Let's say for example you're using Linux as some sort of hypervisor eg Virtualbox, XEN, KVM.  When I'm using this type of setup, I will generally assign an LV to a guest instance to use a hard disk.  When using FreeBSD, options vary.  If I am using ZFS, I use ZVOL's which in a way are similar to LVM's(except ZVOL have all the ZFS goodness like transparent compression etc).  They are resizable virtual block devices that integrate with GEOM.  If you're using ZFS or UFS, you can use either it's own dedicated partition/slice, or a raw image/sparse file.  With ZFS and FreeBSD jails, you can also dedicate a ZFS filesystem to the jail with it's own independent attributes.  Sparse files are easier to work with in FreeBSD vs Linux IMO.  They are easy to create with the 

`% truncate`

command, and easier to mount with mdconfig.  Once they are mounted, the md devices also become GEOM members and you can do with them what you would with any other GEOM class.
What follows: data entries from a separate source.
PR #1936, opened 2021-02-03
[Segment] Capture crc run on tty/non-tty environment

praveenkumar:
We already have checks around interactive and terminal execution
which help user to run the crc on a CI environment if needed.
We should capture that data as part of telemeter to identify
how many users are using CRC for non-tty case (mostly be the CI).

### DIFF
--- a/pkg/crc/segment/segment.go
+++ b/pkg/crc/segment/segment.go
@@ -18,6 +18,7 @@ import (
 	"github.com/code-ready/crc/pkg/crc/version"
 	"github.com/pborman/uuid"
 	"github.com/segmentio/analytics-go"
+	terminal "golang.org/x/term"
 )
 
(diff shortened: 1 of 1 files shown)


pkg/crc/segment/segment.go
```diff
@@ -81,7 +82,8 @@ func (c *Client) Upload(ctx context.Context, action string, duration time.Durati
 
 	properties = properties.Set("version", version.GetCRCVersion()).
 		Set("success", err == nil).
-		Set("duration", duration.Milliseconds())
+		Set("duration", duration.Milliseconds()).
+		Set("tty", terminal.IsTerminal(int(os.Stdin.Fd())))
```
guillaumerose, line 86: Elegant solution :+1:

guillaumerose (approved):

PR #1938, opened 2021-02-03
Store the pull secret manually entered by the user in the keyring

guillaumerose:
If the user has a keyring configured, crc uses it to store the pull
secret.
The user won't have to enter the pull secret for each start now.

The pull secret is stored compressed. Windows doesn't support secret
larger than 2500 chars.

## Testing

1. crc start (it asks for the pull secret)
2. crc delete
3. crc start (it doesn't ask the pull secret)


praveenkumar:
/lgtm

Since we now have #1944 as follow up issue

PR #1939, opened 2021-02-03
Fix ValidateBool function to accept valid range of boolean

praveenkumar:
Till now we are casting the user input to string and the comparing
it with `true/false` but in golang accepts 1, t, T, TRUE, true, True, 0,
f, F, FALSE, false, False as boolean when parse it so all those are
valid boolean value. With this patch `cast.ToBoolE` is used to get
the error if casting not happen properly.

### DIFF
--- a/pkg/crc/config/validations.go
+++ b/pkg/crc/config/validations.go
@@ -13,10 +13,11 @@ import (
 // ValidateBool is a fail safe in the case user
 // makes a typo for boolean config values
 func ValidateBool(value interface{}) (bool, string) {
-	if cast.ToString(value) == "true" || cast.ToString(value) == "false" {
-		return true, ""
+	if _, err := cast.ToBoolE(value); err != nil {
+		return false, "must be true or false"
 	}
-	return false, "must be true or false"
+
+	return true, ""
 }
 
 // ValidateDiskSize checks if provided disk size is valid in the config


pkg/crc/config/validations.go
```diff
@@ -13,10 +13,11 @@ import (
 // ValidateBool is a fail safe in the case user
 // makes a typo for boolean config values
 func ValidateBool(value interface{}) (bool, string) {
-	if cast.ToString(value) == "true" || cast.ToString(value) == "false" {
-		return true, ""
+	if _, err := cast.ToBoolE(value); err != nil {
+		return false, "must be 1, t, T, TRUE, true, True, 0, f, F, FALSE, false, False"
```
cfergeau, line 17: This is not very user friendly, I would only list one valid pair (`true/false`?). The fact that more values can be used is nice, can be added to our documentation if we think it's important, but here it's too much information to have everything.

cfergeau (commented):
The commit log is slightly off the mark. The problem we want to solve is a regression after commit e34584f0fe3 which moved validation before casting. For booleans, the validation code only accepts 'true/false', while the casting code accepts more values because it uses `strconv.ParseBool`. This caused a regression (`crc config set skip-xxx 1` no mlonger works for example). This commit makes `ValidateBool` use `cast.ToBoolE` so that it accepts the same inputs as the casting code.

guillaumerose (approved):

pkg/crc/config/validations.go
gbraad: the other options is an additional... and is more to be contextually correct, ike saying "yes" or "no".

gbraad (approved):

PR #1949, opened 2021-02-04
#1948 don't use viper to write the config file

### LINKED ISSUE #1948: [BUG] Unwanted config key in crc.json after crc setup
### General information

  * OS: All

### Steps to reproduce

With an empty ~/.crc directory
  1. crc setup

### Expected

```
$ cat ~/.crc/crc.json 
{
  "consent-telemetry": "no",
}          
```

### Actual

```
$ cat ~/.crc/crc.json 
{
  "consent-telemetry": "no",
  "enable-experimental-features": false,
  "help": false,
  "log-level": "info",
  "output": ""
}       
```

guillaumerose:
Viper is not made for writing config file. When using flags, it adds
them in the config file even if they are not config key we defined.
    
This change uses traditional method to edit json and then, asks viper to
reload the configuration.

Fixes #1948

### DIFF
--- a/pkg/crc/config/viper_config.go
+++ b/pkg/crc/config/viper_config.go
@@ -1,7 +1,6 @@
 package config
 
 import (
-	"bytes"
 	"encoding/json"
 	"fmt"
 	"io/ioutil"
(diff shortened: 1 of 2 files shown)


cfergeau:
> Viper is not made for writing config file

Given that it has API for that, plus documentation around it https://github.com/spf13/viper/#writing-config-files , I beg to disagree with that statement. After reading the next sentence, I can agree with "viper.WriteConfig is not the right API for what we are trying to do" though :)

guillaumerose:
I reworded the commit log :)

pkg/crc/config/viper_config_test.go
```diff
@@ -181,13 +181,13 @@ func TestViperConfigBindFlagSet(t *testing.T) {
 	assert.NoError(t, err)
 
 	assert.Equal(t, SettingValue{
-		Value:     6,
+		Value:     5, // flag has the priority
```
praveenkumar, line 184: @guillaumerose does that mean we were ignoring the flag priority over what present in config?

guillaumerose: no this is a weird case where someone would launch `crc config set cpus 8 --cpus 10`.  This is purely theoretical. Set a key and at the same time set it with flag.

praveenkumar: @guillaumerose for me, it leads to following error which make sense.
 
```
$ ./crc config set cpus 6 --cpus 10
unknown flag: --cpus
```

But when I am looking the test case I think we are adding the flags and only for test case it might be the case. Can't we just remove it? It will be confusing over time.

guillaumerose: I removed the assertion :+1:

cfergeau:
Fwiw, I think `When using flags, it adds them in the config file even if they are not config key we defined.` used to work fine (ie crc's code was being careful so that these flags don't end up in the config file - assuming by 'flags' you mean `--memory` and such)

pkg/crc/config/viper_config.go
```diff
@@ -45,21 +44,43 @@ func (c *ViperStorage) Get(key string) interface{} {
...
+	}
+	cfg[key] = value
+	bin, err := json.MarshalIndent(cfg, "", "  ")
+	if err != nil {
+		return err
+	}
+	if err := atomicWrite(bin, c.configFile); err != nil {
+		return err
+	}
+	return c.viper.ReadInConfig()
```
cfergeau, line 63: Adding more and more IO for each `Set`/`Unset`/... does not feel like they way to go to be honest :-/

pkg/crc/config/viper_config_test.go
```diff
@@ -183,6 +184,10 @@ func TestViperConfigBindFlagSet(t *testing.T) {
 		Value:     6,
 		IsDefault: false,
 	}, config.Get(CPUs))
+
+	bin, err := ioutil.ReadFile(configFile)
+	assert.NoError(t, err)
+	assert.JSONEq(t, `{"cpus":6,"extra":"","nameservers":""}`, string(bin))
```
cfergeau: Not clear if this is a 'theoritical' issue though, or if this can happen while using crc.

guillaumerose:
Set/Unset worked fine as long as you don't use them when you BindFlags. 
If you do crc start --memory 10000 and also do Set("cpus", 10) for an other reason, you end up with both memory and cpus changed in the config file.

pkg/crc/config/viper_config.go
guillaumerose: Yes.. I added as many tests as possible so that we can refactor that someday if we have better ideas.

cfergeau: Oh I have better ideas, but this requires significant work, so not quite realistic now ;) (real IPC signaling rather than using files for config change notifications, better eventloop in crc so that we can delay writing of the config file, ...)

PR #1958, opened 2021-02-05
Use regex to replace the carriage return to '\n' char

praveenkumar:
With this patch, carriage return for windows (`\r\n`) and unix ('\n')
replaced with `\n` char. Till now it was only replacing it for unix.

### DIFF
--- a/pkg/crc/cluster/cluster.go
+++ b/pkg/crc/cluster/cluster.go
@@ -4,6 +4,7 @@ import (
 	"encoding/base64"
 	"encoding/json"
 	"fmt"
+	"regexp"
 	"strconv"
 	"strings"
 	"time"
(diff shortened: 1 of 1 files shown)


pkg/crc/cluster/cluster.go
```diff
@@ -214,8 +215,9 @@ func addProxyCACertToCluster(sshRunner *ssh.Runner, ocConfig oc.Config, proxy *n
   }
 }
 `
-	// Replace the carriage return with `\n` char
-	p := fmt.Sprintf(proxyCABundleTemplate, strings.ReplaceAll(proxy.ProxyCACert, "\n", `\n`), trustedCAName)
+	// Replace the carriage return ("\n" or "\r\n") with `\n` char
```
cfergeau, line 218: I realise now the comment is confusing? This replaces the carriage return with the litteral `\n` string (aka "\\n"),  not with a single 'char'. Could be a good opportunity to fix the comment.

cfergeau (approved):

guillaumerose:
Looks good but it would be even better if we built the config object programmatically. 


```
	json.Marshal(v1.ConfigMap{
		TypeMeta: metav1.TypeMeta{
			Kind:       "ConfigMap",
			APIVersion: "v1",
		},
		ObjectMeta: metav1.ObjectMeta{
			Name:      "???",
			Namespace: "openshift-config",
		},
		Data: map[string]string{
			"ca-bundle.crt": trustedCAName,
		},
	})

```

praveenkumar:
> Looks good but it would be even better if we built the config object programmatically.

@guillaumerose sure, I can take this up in following PR/issues.

guillaumerose (approved):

As you see, there are a lot of ways to skin the cat here, so citing specifically what you use LVM for would probably lead to a more helpful answer.


----------



## Galactic_Dominator (Dec 22, 2010)

Ok I'd like to retract some of the statements I made about GEOM's shortcomings vs LVM.  I started playing around with gvirstor() and that geom class pretty much offers exactly the things I said GEOM didn't do well.  For reference, you can use a gvirstor as a fairly close equivalent to an LVM PV/VG.


----------